Phi Sigma Kappa

Excerpt from

New spirits rise in old, repurposed churches

By Amelia Nierenberg, The New York Times

The pandemic has thrown religious worship into turmoil. Some congregations spent months meeting over Zoom, uncertain if in-person worship could be safe. Others struggled to keep the doors open as contributions declined. A few have closed their doors.

But even before the coronavirus hit, many of the same issues were afflicting religious institutions; the most faithful worshippers have aged, and church attendance has fallen in recent decades. Often, congregations have sold their buildings to eager developers, who might tear them down or partition the cavernous spaces into pricey condos.

But not every flockless church faces an afterlife as living spaces stuffed full of “exceptional quirks around every corner” for hipsters. Many have become different kinds of creative spaces and communal gathering spots, often providing what might be considered “secular ministry.”

It is unclear how many religious buildings are repurposed. Roughly 1% of the nation’s 350,000 congregations — or 3,500 — close each year, based on an analysis from Mark Chaves, a sociology professor at Duke University and director of the National Congregations Study. But not all find new uses, and some buildings are filled by different congregations.

Phi Sigma Kappa at Rensselaer Polytechnic Institute

TROY, N.Y. — Not every conversion from a religious space to a secular one goes forward seamlessly.

In 2011, when the Phi Sigma Kappa fraternity at Rensselaer Polytechnic Institute moved into the church and rectory of St. Francis de Sales, a former Catholic church in upstate New York, it concerned some.

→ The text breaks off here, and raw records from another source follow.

PR #1017, opened 2023-01-13
wq update command works with KE

jemishp:
## Description

> This PR enables the `astro deployment worker-queue update` command to create correct queues based on the executor for the existing deployment being requested to update. `KubernetesExecutor` only supports one default queue and so if a user changes their worker type, we request the existing deployment to be updated with a new default queue and the resources be re-calculated based on the new worker-type.

## 🎟 Issue(s)

Related #931

## 🧪 Functional Testing

> update a default queue for a KE deployment
```bash
$ astro deployment worker-queue update --deployment-name jp-KE-test -t m5.xlarge -f

 #     WORKER QUEUE     ISDEFAULT     ID
 1     default          true          clcthey1d08452zvz1xop6bd3

> 1
worker queue default for jp-KE-test in cl0v1p6lc728255byzyfs7lw21 workspace updated
```
> update can be canceled
```bash
$ astro deployment worker-queue update --deployment-name jp-KE-test -n default -t m5.xlarge

Are you sure you want to update the default worker queue? If there are any tasks in your DAGs assigned to this worker queue, the tasks might get stuck in a queued state and fail to execute (y/n) n
Canceling worker queue update
```
> error when input is not valid 
```bash
jpatel@jemishs-mbp astro-cli % ./astro deployment worker-queue update --deployment-name jp-KE-test -n another-queue -t m5.xlarge
Error: KubernetesExecutor does not support a non default worker queue in the request. Rename the queue to default
```
## 📋 Checklist

### DIFF
--- a/cloud/deployment/fromfile/fromfile.go
+++ b/cloud/deployment/fromfile/fromfile.go
@@ -198,8 +198,8 @@ func getCreateOrUpdateInput(deploymentFromFile *inspect.FormattedDeployment, clu
 			// check if more than one queue is requested
 			if len(listQueues) > 1 {
 				return astro.CreateDeploymentInput{}, astro.UpdateDeploymentInput{},
-					fmt.Errorf("%w more than one worker queue. (%d) were requested",
-						workerqueue.ErrNotSupported, len(listQueues))
+					fmt.Errorf("%s %w more than one worker queue. (%d) were requested",
+						deployment.KubeExecutor, workerqueue.ErrNotSupported, len(listQueues))
 			}
 			for i := range listQueues {
 				err = workerqueue.IsKubernetesWorkerQueueInputValid(&listQueues[i])
--- a/cloud/deployment/workerqueue/workerqueue.go
+++ b/cloud/deployment/workerqueue/workerqueue.go
@@ -109,7 +109,7 @@ func CreateOrUpdate(ws, deploymentID, deploymentName, name, action, workerType s
 				}
 			}
 			// user requested an update and queueToCreateOrUpdate exists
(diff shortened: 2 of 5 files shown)


cloud/deployment/fromfile/fromfile.go
```diff
@@ -198,8 +198,8 @@ func getCreateOrUpdateInput(deploymentFromFile *inspect.FormattedDeployment, clu
 			// check if more than one queue is requested
 			if len(listQueues) > 1 {
 				return astro.CreateDeploymentInput{}, astro.UpdateDeploymentInput{},
-					fmt.Errorf("%w more than one worker queue. (%d) were requested",
-						workerqueue.ErrNotSupported, len(listQueues))
+					fmt.Errorf("%s %w more than one worker queue. (%d) were requested",
+						"KubernetesExecutor", workerqueue.ErrNotSupported, len(listQueues))
```
kushalmalani, line 202: You can use `deployment.KubeExecutor` instead of defining it as string

kushalmalani: There are few more such occurence in this PR. Can you update the same?

Thinking forward, we should have a constant file something like `airflow/constants.go` so we could reference there instead of importing and referencing across different packages. Doesnt need to be addressed in this PR, but eventually we should be more consistent so the code is more readable

neel-astro (approved):
LGTM apart from Kushal's comment

kushalmalani (approved):

cloud/deployment/fromfile/fromfile.go
jemishp: @kushalmalani changed all the strings to use constants.

PR #1033, opened 2023-01-20
Persist deployment and workspace IDs for flow command

feluelle:
## Description

This PR fixes the following issues:

* whitespace issues in flow dockerfile and deploy cmd
* reset of deployment config values
* e2e tests to run on latest version

## 📋 Checklist

### DIFF
--- a/cmd/sql/e2e/flow_test.go
+++ b/cmd/sql/e2e/flow_test.go
@@ -33,8 +33,9 @@ func chdir(t *testing.T, dir string) func() {
 }
 
 func execFlowCmd(args ...string) error {
+	// Set the astro-cli version to a specific version we want to test for
+	version.CurrVersion = "1.10.0"
 	cmd := sql.NewFlowCommand()
-	version.CurrVersion = "1.8"
 	cmd.SetArgs(args)
 	_, err := cmd.ExecuteC()
 	return err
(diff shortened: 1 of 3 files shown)


tatiana (approved):

cmd/sql/e2e/flow_test.go
```diff
@@ -33,8 +33,9 @@ func chdir(t *testing.T, dir string) func() {
 }
 
 func execFlowCmd(args ...string) error {
+	// Set the astro-cli version to a version compatible with the latest sql-cli version for e2e tests
+	version.CurrVersion = "1.10.0"
```
neel-astro, line 37: nit: is there a way to not need to update this on all releases? isn't it always equal to the latest CLI release version as per semver?

neel-astro (approved):

cmd/sql/e2e/flow_test.go
feluelle: Yes, there is a way, but currently, our config is allowing specific versions to be used for sql-cli versions. See [here](https://github.com/astronomer/astro-sdk/blob/astro-cli/sql-cli/config/astro-cli.json).

What we probably want is simply to have an entry for `latest` where we don't set any upper bound. Currently, the `1.10.0` entry is such an entry, but we might have to upper-bound it in the future.

We have the same issue if we are on a branch. The airflow version is a `SNAPSHOT-*`. We probably want to skip the compatibility matrix in these cases, maybe also for e2e tests? WDYT?

neel-astro: hmmm, anything with `SNAPSHOT-*` can be treated as the latest CLI version from SDK POV

feluelle: Sorry, I meant the astro-cli version - not airflow version.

Although the church had sat vacant for two years, neighbors were not too pleased with the conversion. Christer Herrmans, the chapter’s former president, was trimming the bushes out front when a woman approached him.

“’It’s not right what you’re doing in that building,’” he said she told him. “But I thought, ‘We’re taking care of that building. If it weren’t for us, it’d be falling apart.’”

The students live in the rectory, and they gather in the church itself. Every Sunday evening, they hold a chapter meeting. It is a fraternity house without booze. They have agreed with the city to use the property as a dry space.

Herrmans is not religious himself, he said, but he said a fraternity and a church have much in common, and he draws strength from the familiar rituals.

“Having tradition and rituals,” he said, “that’s a very religious type of thing.”